**Supplied records:**
===============

PR #522, opened 2021-05-14
Fix order of ComponentNames

### LINKED ISSUE #521: ComponentNames out of order
The HDF5 overhaul has led to the arrays `NumComponents` and `ComponentNames` in the output being out of order compared to `OutputDatasetNames`. 

I'm not sure how things should function with sparse variables in the output, but there should be enough information in `NumComponents`, `ComponentNames`, and `OutputDatasetNames` to build a dictionary of dictionaries such as `{"DatasetName":{"ComponentName":idx}}`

===============

**What is expected:**
Give back the opening line of the records above and every line after it, up to and including the one with "The HDF5 overhaul", unchanged.

**Result for this exercise:**
PR #522, opened 2021-05-14
Fix order of ComponentNames

### LINKED ISSUE #521: ComponentNames out of order
The HDF5 overhaul has led to the arrays `NumComponents` and `ComponentNames` in the output being out of order compared to `OutputDatasetNames`. 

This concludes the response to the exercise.